Infografik Wabah PHK Akibat Covid-19 oleh Katadata Sumber foto |
Tulisan ini saya buat setelah
mendengar kabar perusahan tempat teman saya bekerja melakukan PHK dan pemotongan
upah besar-besaran. Teman saya adalah seorang lulusan sarjana hukum dari universitas
negeri ternama. Tidak terbayangkan kondisi pekerja dengan dimensi kerentanan
yang lebih tinggi di kala pandemi Covid-19. Semoga tulisan ini dapat membantu
semua pekerja untuk memastikan pemenuhan haknya selama masa Covid-19.

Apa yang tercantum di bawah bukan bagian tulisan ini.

PR #598, opened 2014-06-23
Corrected Windows Azure (now called Microsoft Azure)

jamcat22:
Windows Azure is now called Microsoft Azure. Their two factor authentication supports phone calls too. Also, the docs link was for a Microsoft Account, not Microsoft Azure.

Imbas Covid-19 terhadap Pekerja
Berdasarkan data Kementerian
Ketenagakerjaan (Kemenaker) dan BPJS Ketenagakerjaan, ada sekitar 2,8 juta
pekerja terkena dampak pandemi Covid-19 yang diakibatkan dari terhentinya
operasional perusahaan tempat mereka bekerja. Diduga terjadi banyak pelanggaran hak normatif pekerja yang dijaminkan dalam Undang-Undang Nomor 13 Tahun 2003 tentang Ketenagakerjaan selama situasi pandemi. Tulisan ini akan mengulas keabsahan PHK, pemotongan upah dan pemberian THR di tengah Covid-19 dalam kacamata hukum.
PHK akibat Covid-19. Sah atau tidak?
Tidak. Hingga saat ini, belum ada peraturan perundang-undangan yang
memperbolehkan PHK tanpa adanya penetapan pengadilan dengan alasan Covid-19.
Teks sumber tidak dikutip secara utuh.